Re: RFC: Creating mediated devices with libvirt

"Daniel P. Berrange" <berrange@xxxxxxxxxx> · Fri, 16 Jun 2017 16:40:07 +0100

On Fri, Jun 16, 2017 at 11:32:04AM -0400, Laine Stump wrote:
> On 06/15/2017 02:42 PM, Alex Williamson wrote:
> > On Thu, 15 Jun 2017 09:33:01 +0100
> > "Daniel P. Berrange" <berrange@xxxxxxxxxx> wrote:
> > 
> >> On Thu, Jun 15, 2017 at 12:06:43AM +0200, Erik Skultety wrote:
> >>> Hi all,
> >>>
> >>> so there's been an off-list discussion about finally implementing creation of
> >>> mediated devices with libvirt and it's more than desired to get as many opinions
> >>> on that as possible, so please do share your ideas. This did come up already as
> >>> part of some older threads ([1] for example), so this will be a respin of the
> >>> discussions. Long story short, we decided to put device creation off and focus
> >>> on the introduction of the framework as such first and build upon that later,
> >>> i.e. now.
> >>>
> >>> [1] https://www.redhat.com/archives/libvir-list/2017-February/msg00177.html
> >>>
> >>> ========================================
> >>> PART 1: NODEDEV-DRIVER
> >>> ========================================
> >>>
> >>> API-wise, device creation through the nodedev driver should be pretty
> >>> straightforward and without any issues, since virNodeDevCreateXML takes an XML
> >>> and does support flags. Looking at the current device XML:
> >>>
> >>> <device>
> >>>   <name>mdev_0cce8709_0640_46ef_bd14_962c7f73cc6f</name>
> >>>   <path>/sys/devices/pci0000:00/.../0cce8709-0640-46ef-bd14-962c7f73cc6f</path>
> >>>   <parent>pci_0000_03_00_0</parent>
> >>>   <driver>
> >>>     <name>vfio_mdev</name>
> >>>   </driver>
> >>>   <capability type='mdev'>
> >>>     <type id='nvidia-11'/>
> >>>     <iommuGroup number='13'/>
> >>>     <uuid>UUID<uuid> <!-- optional enhancement, see below -->
> >>>   </capability>
> >>> </device>
> >>>
> >>> We can ignore <path>,<driver>,<iommugroup> elements, since these are useless
> >>> during creation. We also cannot use <name> since we don't support arbitrary
> >>> names and we also can't rely on users providing a name in correct form which we
> >>> would need to further parse in order to get the UUID.
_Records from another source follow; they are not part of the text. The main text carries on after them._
PR #3650, opened 2022-10-25
Add Java 14 switch expression keyword yield

### LINKED ISSUE #3647: (java) switch expression keywords
**Describe the issue**
[JEP 361: Switch Expressions](https://openjdk.org/jeps/361) intruduces new keywords ´yield´ to *Java* in context of ´switch´ but ´yield´ is not rendered as such.

Java, language is set fixed.

I use hightlight via [asciidoc reveal.js](https://docs.asciidoctor.org/reveal.js-converter/latest/converter/syntax/syntax-highlighting/)

**Sample Code to Reproduce**
```java
switch(a) {
 case Object -> yield 1;
}
```

**Expected behavior**
```html
<span class="hljs-keyword">switch</span>(a) {
 <span class="hljs-keyword">case</span> Object -&gt; <span class="hljs-keyword">yield</span> <span class="hljs-number">1</span>;
}
```

**Additional context**
´yield´ is a contextual keyword, this means it can be a normal identifier in Java. It is a keyword within the switch expression, see [JLS 3.9. Keywords](https://docs.oracle.com/javase/specs/jls/se14/html/jls-3.html#jls-3.9)

MBoegers:
Java 14 introduced with [JEP 361: Switch Expressions](https://openjdk.org/jeps/361) a new keyword yield.

Resolves #3647

### Changes
yield is now a keyword, a new test for switches are added

### Checklist
- [x] Added markup tests, see test/markup/java/switch.expect.txt

### DIFF
--- a/src/languages/java.js
+++ b/src/languages/java.js
@@ -72,7 +72,8 @@ export default function(hljs) {
     'requires',
     'exports',
     'do',
-    'sealed'
+    'sealed',
+    'yield'
   ];
 
   const BUILT_INS = [
--- a/src/languages/java.js
+++ b/src/languages/java.js
@@ -73,7 +73,7 @@ export default function(hljs) {
     'exports',
     'do',
     'sealed',
-    'yield'
+    'yield',
     'permits'
   ];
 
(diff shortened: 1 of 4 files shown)


src/languages/java.js
```diff
@@ -73,6 +73,7 @@ export default function(hljs) {
     'exports',
     'do',
     'sealed',
+    'yield'
     'permits'
```
joshgoebel, line 77:
```suggestion
    'yield',
    'permits'
```

joshgoebel (approved):

PR #3653, opened 2022-11-02
Make our language metadata parsing stricter

allejo:
Reported by @razetime on Discord, when a language's metadata contains an empty "Requires", it will cause this cryptic error to surface:

```
$ node tools/build.js -t node
Starting build.
Finished build.
Writing styles.
/home/razetime/Documents/Code/gen/highlight.js/tools/build_node.js:184
  const common = languages.filter(l => l.categories.includes("common"));
                                         ^

TypeError: Cannot read properties of undefined (reading 'categories')
    at /home/razetime/Documents/Code/gen/highlight.js/tools/build_node.js:184:42
    at Array.filter (<anonymous>)
    at Object.buildNode [as build] (/home/razetime/Documents/Code/gen/highlight.js/tools/build_node.js:184:28)
    at async doTarget (/home/razetime/Documents/Code/gen/highlight.js/tools/build.js:90:3)
```

The cause of this problem is that our regex for parsing the metadata end up with incorrect data at times. For example, when given `Requires: ` it will end up parsing the body as `""` which later ends up evaluating to "undefined" when being mapped as a language.

### Changes

I changed the regex to be a bit more specific when looking at metadata fields and expecting there to be a value there and not just default to an empty string.

### Checklist

- [ ] ~~Added markup tests~~ No functional or grammar changes

### DIFF
--- a/CHANGES.md
+++ b/CHANGES.md
@@ -18,6 +18,10 @@ Grammars:
 - enh(java) add yield keyword to java [MBoegers][]
 - enh(java) add permits keyword to java [MBoegers][]
 
+Developer Tools:
+
+- (fix) make metadata parsing less fragile and prone to error [Vladimir Jimenez]
+
 [Josh Goebel]: https://github.com/joshgoebel
 [Josh Temple]: https://github.com/joshtemple
 [nathnolt]: https://github.com/nathnolt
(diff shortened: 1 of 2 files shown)


joshgoebel:
I think this is best fixed at the place in the code where we get "" confused... not the regex... the regex purposely check for the existence of comments and those meta-tags are not required to start at the beginning of lines either.

joshgoebel:
IE, the fix probably belongs around here: https://github.com/highlightjs/highlight.js/pull/3653/files#diff-b68005823c82aa5e25478f89f7e7c3cd0ac64068a814a262d08fdd8d96542d35R54

joshgoebel:
Resolved by 36915434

> >>> So since the only thing missing to successfully use create an mdev using XML is
> >>> the UUID (if user doesn't want it to be generated automatically), how about
> >>> having a <uuid> subelement under <capability> just like PCIs have <domain> and
> >>> friends, USBs have <bus> & <device>, interfaces have <address> to uniquely
> >>> identify the device even if the name itself is unique.
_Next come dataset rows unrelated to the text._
PR #3657, opened 2022-11-11
More Scala 3 soft keywords

guersam:
### Changes
- add Scala 3 `derives` soft keyword
- add missing Scala 3 soft modifiers (`infix`, `opaque`, `open`)

### Checklist

### DIFF
--- a/src/languages/scala.js
+++ b/src/languages/scala.js
@@ -137,6 +137,25 @@ export default function(hljs) {
     }
   };
 
+  const IMPORT_EXPORT = {
+    beginKeywords: 'import export',
+    end: /[;\n]/,
+    excludeEnd: true,
+    contains: [
+      { beginKeywords: 'as' },
+      {
+        begin: '{',
+        end: '}',
+        excludeBegin: true,
+        excludeEnd: true,
+        contains: [
+          TYPE,
+          { beginKeywords: 'as' },
+        ]
+      }
+    ],
+  };
+
   // TODO: use negative look-behind in future
   //       /(?<!\.)\binline(?=\s)/
   const INLINE_MODES = [
@@ -184,6 +203,7 @@ export default function(hljs) {
       hljs.C_NUMBER_MODE,
       EXTENSION,
       END,
+      IMPORT_EXPORT,
       ...INLINE_MODES,
       USING_PARAM_CLAUSE,
       ANNOTATION,
--- a/src/languages/scala.js
+++ b/src/languages/scala.js
@@ -72,7 +72,7 @@ export default function(hljs) {
 
   const CLASS = {
     className: 'class',
-    beginKeywords: 'class object trait type',
+    beginKeywords: 'class object trait type enum',
     end: /[:={\[\n;]/,
     excludeEnd: true,
     contains: [
@@ -80,6 +80,11 @@ export default function(hljs) {
       hljs.C_BLOCK_COMMENT_MODE,
       {
         beginKeywords: 'extends with',
+        relevance: 10
+      },
+      {
+        beginKeywords: 'derives',
+        contains: [ TYPE ],
         relevance: 10
       },
       {
@@ -99,7 +104,7 @@ export default function(hljs) {
         relevance: 0,
         contains: [ TYPE ]
       },
-      NAME
+      NAME,
     ]
   };
 
--- a/src/languages/scala.js
+++ b/src/languages/scala.js
@@ -156,11 +156,23 @@ export default function(hljs) {
     beginScope: { 2: "keyword", }
   };
 
+  const SOFT_MODIFIER = {
+    begin: [
+      /\b(?<!\.)(infix|inline|opaque|open|transparent)\b/,
+      /\s+/,
+      /(?=object|def|val|var|type|given|class|trait|object|enum|case class|case object|infix|inline|opaque|open|transparent)/,
+    ],
+    beginScope: {
+      1: 'keyword',
+    },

> >>> Removal of a device should work as well, although we might want to
> >>> consider creating a *Flags version of the API.
> >>>
> >>> =============================================================
> >>> PART 2: DOMAIN XML & DEVICE AUTO-CREATION, NO POLICY INVOLVED!
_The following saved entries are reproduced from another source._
PR #3679, opened 2022-12-17
PHP NOWDOC Support

doiftrue:
Support [NOWDOC syntax](https://www.php.net/manual/en/language.types.string.php#language.types.string.syntax.nowdoc) for php.js.

NOTE: NOWDOC don't parse php variables inside the string.

HEREDOC improvements: quote syntax support `<<<"END"`.

### Checklist
- [x] Added markup tests.


src/languages/php.js
```diff
@@ -56,14 +56,19 @@ export default function(hljs) {
     end: /[ \t]*(\w+)\b/,
     contains: hljs.QUOTE_STRING_MODE.contains.concat(SUBST),
   });
+  const NOWDOC = hljs.END_SAME_AS_BEGIN({
+    begin: /<<<[ \t']*(\w+)'?\n/,
+    end: /[ \t]*(\w+)\b/,
+  });
```
joshgoebel, line 62: Should this not also support normal escapes and variable substitution, same as HEREDOC?

src/languages/php.js
```diff
@@ -56,14 +56,19 @@ export default function(hljs) {
     end: /[ \t]*(\w+)\b/,
     contains: hljs.QUOTE_STRING_MODE.contains.concat(SUBST),
   });
+  const NOWDOC = hljs.END_SAME_AS_BEGIN({
+    begin: /<<<[ \t']*(\w+)'?\n/,
```
joshgoebel, line 60: The `'` here doesn't look correct.  I think you want something like:

```
(\w+|'\w+')
```

What you have now would match `''''''''''WORD` which is not correct.

src/languages/php.js
```diff
@@ -52,12 +52,12 @@ export default function(hljs) {
...
   });
   const HEREDOC = hljs.END_SAME_AS_BEGIN({
-    begin: /<<<[ \t]*(\w+)\n/,
+    begin: /<<<[ \t]*"?(\w+)"?\n/,
     end: /[ \t]*(\w+)\b/,
     contains: hljs.QUOTE_STRING_MODE.contains.concat(SUBST),
   });
   const NOWDOC = hljs.END_SAME_AS_BEGIN({
-    begin: /<<<[ \t']*(\w+)'?\n/,
+    begin: /<<<[ \t]*'(\w+)'\n/,
```
joshgoebel, line 60: It must always be quoted?

src/languages/php.js
```diff
@@ -52,12 +52,12 @@ export default function(hljs) {
     contains: hljs.QUOTE_STRING_MODE.contains.concat(SUBST),
   });
   const HEREDOC = hljs.END_SAME_AS_BEGIN({
-    begin: /<<<[ \t]*(\w+)\n/,
+    begin: /<<<[ \t]*"?(\w+)"?\n/,
```
joshgoebel, line 55: This allows:

`"BOO`

`BOO"`

You need to use an OR (like I showed you before) to make sure they are balanced.

src/languages/php.js
doiftrue: Good catch! Fixed! Made nowdoc more strict. 

Also, quote (") wrapper support added for HEREDOC >>> "END".

PHP allows write `<<<END` OR `<<<"END"` for heredoc. Now `<<<"END"` supported and tests improved.

src/languages/php.js
doiftrue: Fixed!

src/languages/php.js
doiftrue: `"` itself must not be included in match. For now I don't know how to do that. `(\w+|"\w+")` this is not work.

I don't think it's a problem. It's just highlighter but not PHP code parser.

doiftrue: `<<<[ \t]*(?:(\w+)|"(\w+)")` don't works as well because hljs.END_SAME_AS_BEGIN works with first group only...

doiftrue: Any ideas how to solve this?

joshgoebel: Make the outside group capturing and the two inside ones non-capturing - though technically you don't need the inside groups at all the `|` and outside group should be fine by themselves.

doiftrue: But then an outside group takes over the `"` sign and we don't need it - it breaks everything.

image

https://regex101.com/r/I0FG3H/1

doiftrue: And even more we have one more problem here 
image

doiftrue: The only solution I found - is rewrite `hljs.END_SAME_AS_BEGIN` and then `(?:(\w+)|"(\w+)")` works good:

```js
  const HEREDOC = {
    begin: /<<<[ \t]*(?:(\w+)|"(\w+)")\n/,
    end: /[ \t]*(\w+)\b/,
    contains: hljs.QUOTE_STRING_MODE.contains.concat(SUBST),
    'on:begin': (m, resp) => { resp.data._beginMatch = m[1] || m[2]; },
    'on:end': (m, resp) => { if (resp.data._beginMatch !== m[1]) resp.ignoreMatch(); },
  };
```

joshgoebel: Yeah, I was just about to mention it's just JS under the covers and you could tweak it like that... :-) Looks good enough to me.

doiftrue: But I think it's better to leave `begin: /<<<[ \t]*"?(\w+)"?\n/,`. 

That's okay about `"BOO` & `BOO"`. Because we, in other hand, don't check the full workability of the HEREdoc construct, which implies that the indentation of the text will be exactly the same as the last END.

joshgoebel: When it's easy to avoid false positives with a strong regex, we go that route... which is this case means matching quoted OR unquoted, not half quoted.

src/languages/php.js
joshgoebel: But the end of now doc doesn't have to be quoted?

joshgoebel (approved):
Looks good! Thanks!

> >>> =============================================================
> >>>
> >>> There were some doubts about auto-creation mentioned in [1], although they
> >>> weren't specified further. So hopefully, we'll get further in the discussion
> >>> this time.
> >>>
> >>> From my perspective there are two main reasons/benefits to that:
> >>>
> >>> 1) Convenience
> >>> For apps like virt-manager, user will want to add a host device transparently,
> >>> "hey libvirt, I want an mdev assigned to my VM, can you do that". Even for
> >>> higher management apps, like oVirt, even they might not care about the parent
> >>> device at all times and considering that they would need to enumerate the
> >>> parents, pick one, create the device XML and pass it to the nodedev driver, IMHO
> >>> it would actually be easier and faster to just do it directly through sysfs,
> >>> bypassing libvirt once again....  
> >>
> >> The convenience only works if the policy we've provided in libvirt actually
> >> matches the policy the application wants. I think it is quite likely that with
> >> cloud the mdevs will be created out of band from the domain startup process.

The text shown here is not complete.